In 2006, Delhi NGO Biodiversity conservation Trust of India filed a public interest petition in the Supreme Court seeking directions to the Gujarat government to allow the translocation. The case is pending in the court.

Seeing that the lion translocation project may not take off, MoEF decided to invest Rs 300 crore to bring the cheetah to Kuno. The cat became extinct in India in 1952. WII, which studied the feasibility of the project, said once the cheetah population is established in Kuno it will not preclude the introduction of the lion.

In one of the court hearings in 2012, Gujarat argued that lion should not be introduced in Kuno as MoEF’s priority was to bring the cheetah to the sanctuary. The court—on the application of court-appointed adviser in the case P S Narasimha—stayed the implementation of the cheetah project. Narasimha had argued that the cheetah project was neither well-deliberated nor put before the National Board of Wildlife, the statutary body to decide on wildlife matters.

While the struggle to decide when and which species to introduce continues, the forest department is determined not to allow the Saharias near Kuno. Nayagaon village was evicted in 2001. Two years later, around 40 families from Nayagaon returned to the sanctuary. The fields given to them did not yield despite hard work and investment.

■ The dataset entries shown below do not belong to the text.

PR #281, opened 2018-03-03
API syslog / logger improvements

brianlenz:

Logging for neo-python API server was disjointed. Some logs would go to stdout and others to a log file and stderr. This change allows you to use syslog (and only syslog) for logging if you choose, which gives sys admins more control over how to handle log files, rotation, etc.

Upgraded to 1.4.0 of logzero and added support for 

Tested it and deployed it on our API nodes.

No.

- [ ] Did you add any tests?

### DIFF
--- a/api-server.py
+++ b/api-server.py
@@ -14,10 +14,12 @@ import argparse
 import threading
 from time import sleep
 
+import logzero
 from logzero import logger
 from twisted.internet import reactor, task, endpoints
 from twisted.web.server import Site
 from klein import Klein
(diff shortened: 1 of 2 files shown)


localhuman:
Would be interested in what @metachris thinks!

metachris:
I think it's good stuff. Would try to simplify things a little more, perhaps add some of it to neo.api utils. I also think we should rename the `-q` argument to `--disable-stderr` since it doesn't really make things quiet. I'll give it a more in-depth review a bit later today.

Within six months, officials evicted them again with the promise to make their fields fertile. The department’s half-hearted efforts forced the families to shift back in 2005. Due to mounting pressure of the department, they again had to move out in April this year. “The district collector had promised us boundary walls for fields, three hand pumps and Rs 25,000 each to construct houses. Later, he threatened us that if we do not leave soon, our huts will be burnt,” recalls Barelal.

The village residents now live in kacha houses and have got Rs 10,000 each for building houses and one hand pump. “We have no means of earning. We are surviving on what we had earned inside Kuno,” adds Barelal. The collector, D B Patil, however, claims the displaced families were happier outside the sanctuary. “We are doing lot of work in the villages under the Mahatma Gandhi Rural Employment Guarantee scheme,” he says. “There might be a few families whose land is not yielding despite all our efforts. If they approach us, we will change their land,” he adds.

The ordeal for the Saharias does not end here. The state has proposed an irrigation project on a river near Kuno. If passed, it will submerge 1,220 ha in 10 villages. This means four of the 10 villages will have to go through the ordeal of displacement again.